■ Task ■
Each line below should be restated exactly, with nothing dropped.

........

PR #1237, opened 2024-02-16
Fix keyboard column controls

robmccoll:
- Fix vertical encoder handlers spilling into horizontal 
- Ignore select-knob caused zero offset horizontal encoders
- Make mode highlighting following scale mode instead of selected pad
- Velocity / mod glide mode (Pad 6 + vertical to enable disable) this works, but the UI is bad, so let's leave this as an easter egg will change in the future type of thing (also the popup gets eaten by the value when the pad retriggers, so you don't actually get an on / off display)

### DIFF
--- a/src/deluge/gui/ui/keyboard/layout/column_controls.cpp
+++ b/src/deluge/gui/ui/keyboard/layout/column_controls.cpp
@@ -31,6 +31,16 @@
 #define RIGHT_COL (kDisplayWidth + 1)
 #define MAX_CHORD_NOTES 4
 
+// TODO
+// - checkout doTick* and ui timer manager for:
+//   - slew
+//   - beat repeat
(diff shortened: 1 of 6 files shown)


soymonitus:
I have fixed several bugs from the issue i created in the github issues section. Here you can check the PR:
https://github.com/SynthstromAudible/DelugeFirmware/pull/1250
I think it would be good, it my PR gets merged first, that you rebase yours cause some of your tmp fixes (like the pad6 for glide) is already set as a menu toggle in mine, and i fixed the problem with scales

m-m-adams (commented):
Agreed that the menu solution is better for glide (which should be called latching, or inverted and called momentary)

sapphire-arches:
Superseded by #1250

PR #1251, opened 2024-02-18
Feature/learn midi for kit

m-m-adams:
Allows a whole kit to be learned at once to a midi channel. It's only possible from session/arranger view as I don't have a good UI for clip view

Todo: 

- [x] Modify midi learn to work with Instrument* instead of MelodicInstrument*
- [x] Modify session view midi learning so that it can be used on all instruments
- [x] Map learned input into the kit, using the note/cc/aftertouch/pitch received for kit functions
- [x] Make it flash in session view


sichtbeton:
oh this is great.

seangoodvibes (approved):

........

■ Solved problem ■
PR #1237, opened 2024-02-16
Fix keyboard column controls

robmccoll:
- Fix vertical encoder handlers spilling into horizontal 
- Ignore select-knob caused zero offset horizontal encoders
- Make mode highlighting following scale mode instead of selected pad
- Velocity / mod glide mode (Pad 6 + vertical to enable disable) this works, but the UI is bad, so let's leave this as an easter egg will change in the future type of thing (also the popup gets eaten by the value when the pad retriggers, so you don't actually get an on / off display)

### DIFF
--- a/src/deluge/gui/ui/keyboard/layout/column_controls.cpp
+++ b/src/deluge/gui/ui/keyboard/layout/column_controls.cpp
@@ -31,6 +31,16 @@
 #define RIGHT_COL (kDisplayWidth + 1)
 #define MAX_CHORD_NOTES 4
 
+// TODO
+// - checkout doTick* and ui timer manager for:
+//   - slew
+//   - beat repeat
(diff shortened: 1 of 6 files shown)


soymonitus:
I have fixed several bugs from the issue i created in the github issues section. Here you can check the PR:
https://github.com/SynthstromAudible/DelugeFirmware/pull/1250
I think it would be good, it my PR gets merged first, that you rebase yours cause some of your tmp fixes (like the pad6 for glide) is already set as a menu toggle in mine, and i fixed the problem with scales

m-m-adams (commented):
Agreed that the menu solution is better for glide (which should be called latching, or inverted and called momentary)

sapphire-arches:
Superseded by #1250

PR #1251, opened 2024-02-18
Feature/learn midi for kit

m-m-adams:
Allows a whole kit to be learned at once to a midi channel. It's only possible from session/arranger view as I don't have a good UI for clip view

Todo: 

- [x] Modify midi learn to work with Instrument* instead of MelodicInstrument*
- [x] Modify session view midi learning so that it can be used on all instruments
- [x] Map learned input into the kit, using the note/cc/aftertouch/pitch received for kit functions
- [x] Make it flash in session view


sichtbeton:
oh this is great.

seangoodvibes (approved):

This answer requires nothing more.